Saved entries:

PR #478, opened 2025-08-11
Fix vulkan validation errors

skallweitNV:


skallweitNV:
merging as self-reviewed

PR #479, opened 2025-08-12
Support implicit NVAPI use

skallweitNV:


skallweitNV:
merging as self-reviewed

PR #481, opened 2025-08-12
Consistently use "WebGPU" instead of "wgpu"

samestep:
The slang-rhi API and also https://github.com/shader-slang/slang use "wgpu" to refer to WebGPU, which is confusing because others do not use that term, because [**wgpu** is a different thing](https://wgpu.rs/). To get rid of that confusion, this PR changes this repo to consistently use the correct term "WebGPU".


samestep:
@skallweitNV this is just a draft PR to see if it'd be easy to do. For discussion on whether this makes sense at all (which I agree is unclear), probably better to do so in shader-slang/slang#8157.

Out of curiosity, though, what's the issue with renaming files specifically?

skallweitNV:
I just prefer having inline changes and file renaming in separate PRs (at least for big renamings like this). It makes it much easier to see what changed.

samestep:
Ah never mind, I see now: while GitHub does identify some of the file renamings in this PR, it doesn't identify all of them. Apologies for not noticing that earlier.

PR #485, opened 2025-08-15
Dump live objects with class names if RTTI data is available

skallweitNV:
- Improve the information dumped in `reportLifeObjects`
- Minor internal API cleanup


skallweitNV:
merging as self-reviewed

PR #878, opened 2026-09-21
Expose CUDA GPU capability and Slang-selected NVRTC architectures

tdavidovicNV:
Applications need both the GPU's compute capability and the architectures accepted
by Slang's NVRTC to choose a CUDA target. Hardware capability names alone cannot
provide that intersection, especially when the GPU is newer than the compiler.

Expose the exact driver-reported capability in `DeviceInfo` and add
`getCUDACompilerInfo()` for the Slang-selected NVRTC's path, version and complete
architecture list. The query is lazy and cached; returned pointers remain valid
for the device lifetime. Missing architecture-query support is reported explicitly.
The application retains control over target selection.

Validated on Windows with an RTX 5090 and NVRTC 13.3: direct driver/compiler
comparison, missing-query and error handling, and non-CUDA behavior.


tdavidovicNV:
Closing this because the remaining work is moving to SlangPy. RHI already reports the GPU's CUDA capabilities through its existing capability set. SlangPy owns the Slang global session, so it can discover the selected NVRTC and combine its supported architectures with those GPU capabilities without adding another RHI metadata interface or DeviceInfo field. CUDA target selection and the temporary compiler workarounds will be implemented there.

PR #879, opened 2026-09-21
Allow callers to supplement persistent shader-cache keys

tdavidovicNV:
Slang can return the same entry-point hash for programs with different link-time
downstream options ([Slang #13197](https://github.com/shader-slang/slang/issues/13197)).
Reusing that hash as the persistent cache key can return code compiled with the
wrong options.

Add optional `ShaderProgramDesc::cacheKeySalt` so callers can include those settings
in the key. RHI copies the string, carries it into specialized programs, and uses
the supplemented key consistently for cache reads, writes and compilation reports.
Null or empty salt preserves existing keys. This lets callers work around the Slang
issue without changing the compiler hash API.

Validated cold/warm reuse, salt ownership, specialization inheritance and report-key
agreement on D3D12 and Vulkan.


tdavidovicNV:
Closing this in favor of keeping the temporary workaround for shader-slang/slang#13197 local to SlangPy's program-linking code. A public RHI cache-salt API adds a lasting interface and ownership contract for a compiler bug; the workaround should instead be isolated and easy to delete once our minimum Slang version contains the fix. The Slang issue remains open, and the independent CUDA metadata PR #878 is unaffected.

PR #739, opened 2020-12-02
[PLAT-892] Obscuring secrets with escaped newlines in output

imrekel:
Related to this: https://bitrise.atlassian.net/browse/PLAT-889

This code ensures that secrets stored in env vars are obscured correctly even if they are printed with escaped newlines (literal `\n`).


tadam313 (approved):
LGTM

trapacska (approved):

PR #749, opened 2021-02-03
Prepare for release 1.45.1 (#749)

mateherber:


imrekel:
what about `versions.go`?

PR #756, opened 2021-03-26
Migrate Steps to Go modules if GOPATH is unsupported

lpusok:
### Checklist

- Requires  MINOR  [version update](https://semver.org/)

### Context

Support Go 1.16's default setting and later Go releases that no longer support GOPATH and have the go env GO111MODULE set to "on". We migrate older Step releases to Go modules on the fly, during executing the workflow.

Resolves: https://bitrise.atlassian.net/browse/STEP-670


toolkits/golang.go
```diff
@@ -255,48 +255,67 @@ func (toolkit GoToolkit) Install() error {
...
+		log.Debugf("[Go deps] Step requires GOPATH mode")
+		// Go 1.17 will ignore GO111MODULE (https://blog.golang.org/go116-module-changes)
+		// GO111MODULE needs to be set to "on" when GOPATH is no longer supported.
+		// If GO111MODULE is not set, will be handled as it was "on".
+		mode, err := getGoEnv(cmdRunner, goConfig.GoBinaryPath, "GO111MODULE")
+		if err != nil {
+			log.Warnf("[Go deps] Could not determine if GOPATH mode is supported: %v", err)
+		}
+
+		if isGoPathModeSupported(mode) {
```
istvankovacs-bitrise, line 271: Are you sure that the `GO111MODULE` will be removed in Go 1.17 and not just ignored?

lpusok: According to https://blog.golang.org/go116-module-changes it will be ignored. We will have to set it to `on`, which is handled the same as the env was removed.

toolkits/golang.go
```diff
@@ -337,16 +356,23 @@ func (toolkit GoToolkit) PrepareForStepRun(step stepmanModels.StepModel, sIDData
...
 	if step.Toolkit == nil {
 		return errors.New("No Toolkit information specified in step")
 	}
 	if step.Toolkit.Go == nil {
 		return errors.New("No Toolkit.Go information specified in step")
 	}
-	packageName := step.Toolkit.Go.PackageName
 
-	return goBuildInIsolation(packageName, stepAbsDirPath, fullStepBinPath)
+	isInstallRequired, _, goConfig, err := selectGoConfiguration()
```
istvankovacs-bitrise, line 366: Could you please elaborate on the reason why did you move it here?

toolkits/modmigrate.go
```diff
@@ -0,0 +1,63 @@
...
+	return err != nil
+}
+
+func migrateToGoModules(stepAbsDirPath, packageName string) error {
+	if packageName == "" {
+		return fmt.Errorf("package name not specified")
+	}
+
+	goModTemplate := `module %s
+go 1.16`
```
istvankovacs-bitrise, line 56: Why did you hardcode the version here? Did you consider fetching the current Go version instead?

toolkits/golang.go
lpusok: Wanted to test goBuildStep and the go path on the actual machine would have affected the command run, this was a cheap fix for that.

toolkits/golang.go
istvankovacs-bitrise: Discussed offline, the env will be just ignored, but we have to manually set to `on` on the VMs.

toolkits/go_cmd_builder.go
```diff
@@ -0,0 +1,53 @@
...
+func (g goCmdBuilder) goBuildEnv(stepAbsDir string, shouldCheckGoSum bool) []string {
+	// GOSUMDB=off disables requests to checksum databases (https://golang.org/ref/mod#communicating-with-proxies)
+	// There is no go.sum file as migrated go modules are in use,
+	// so it is used only for an extra measure disabling network queries.
+	envs := []string{
+		"PWD=" + stepAbsDir,
+		"GOROOT=" + g.goConfig.GOROOT,
+		"GO111MODULE=on",
+	}
+	if shouldCheckGoSum {
```
istvankovacs-bitrise, line 32: An `!` is missing.

toolkits/go_cmd_builder.go
```diff
@@ -0,0 +1,53 @@
...
+		envs = append(envs, "GOSUMDB=off")
+	}
+
+	return envs
+}
+
+func (g goCmdBuilder) goBuildMigratedModules(stepAbsDir string, outputBin string) *command.Model {
+	buildCmd := command.New(g.goConfig.GoBinaryPath, g.goBuildArgs(outputBin, true)...).
+		AppendEnvs(g.goBuildEnv(stepAbsDir, false)...).
```
istvankovacs-bitrise, line 41: This should be `true`.

toolkits/go_cmd_builder.go
```diff
@@ -0,0 +1,53 @@
...
+		SetDir(stepAbsDir)
+
+	return buildCmd
+}
+
+func (g goCmdBuilder) goBuildInModuleMode(stepAbsDir string, outputBin string) *command.Model {
+	buildCmd := command.New(g.goConfig.GoBinaryPath, g.goBuildArgs(outputBin, false)...).
+		AppendEnvs(g.goBuildEnv(stepAbsDir, true)...).
```
istvankovacs-bitrise, line 49: This should be `false`.

toolkits/go_cmd_builder.go
lpusok: Fixed.

istvankovacs-bitrise (approved):

PR #759, opened 2021-04-01
Adding benchmark for Step build time

lpusok:


toolkits/golang_test.go
```diff
@@ -200,3 +201,65 @@ func Test_goBuildStep(t *testing.T) {
...
+		"--collection", "https://github.com/bitrise-io/bitrise-steplib",
+		"--id", "xcode-test",
+		"--version", "2.5.0", "--update",
+		"--path", stepDir)
+	err = stepmanCmd.Run()
+	require.NoError(b, err)
+
+	packageName := "github.com/bitrise-steplib/steps-xcode-test"
+
+	for _, mode := range []string{"on", "auto"} {
```
mateherber, line 239: xcode test is already on go modules. Is there a difference between `on` an `auto`?

toolkits/golang_test.go
```diff
@@ -200,3 +201,65 @@ func Test_goBuildStep(t *testing.T) {
 		})
 	}
 }
+
+func Benchmark_goBuildStep(b *testing.B) {
```
mateherber, line 205: When should we run this benchmark?

mateherber (approved):

PR #764, opened 2021-05-13
[PLAT-1814] M1 support

trapacska:


bitrise/setup.go
```diff
@@ -14,8 +14,8 @@ import (
 )
```
trapacska, line 15: added all nem dep versions which all has arm64 build now

plugins/install.go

**What to produce:** The word "existing" may appear in several lines of the data; copy every line where it does.

**Solved exercise:**
Closing this because the remaining work is moving to SlangPy. RHI already reports the GPU's CUDA capabilities through its existing capability set. SlangPy owns the Slang global session, so it can discover the selected NVRTC and combine its supported architectures with those GPU capabilities without adding another RHI metadata interface or DeviceInfo field. CUDA target selection and the temporary compiler workarounds will be implemented there.
Null or empty salt preserves existing keys. This lets callers work around the Slang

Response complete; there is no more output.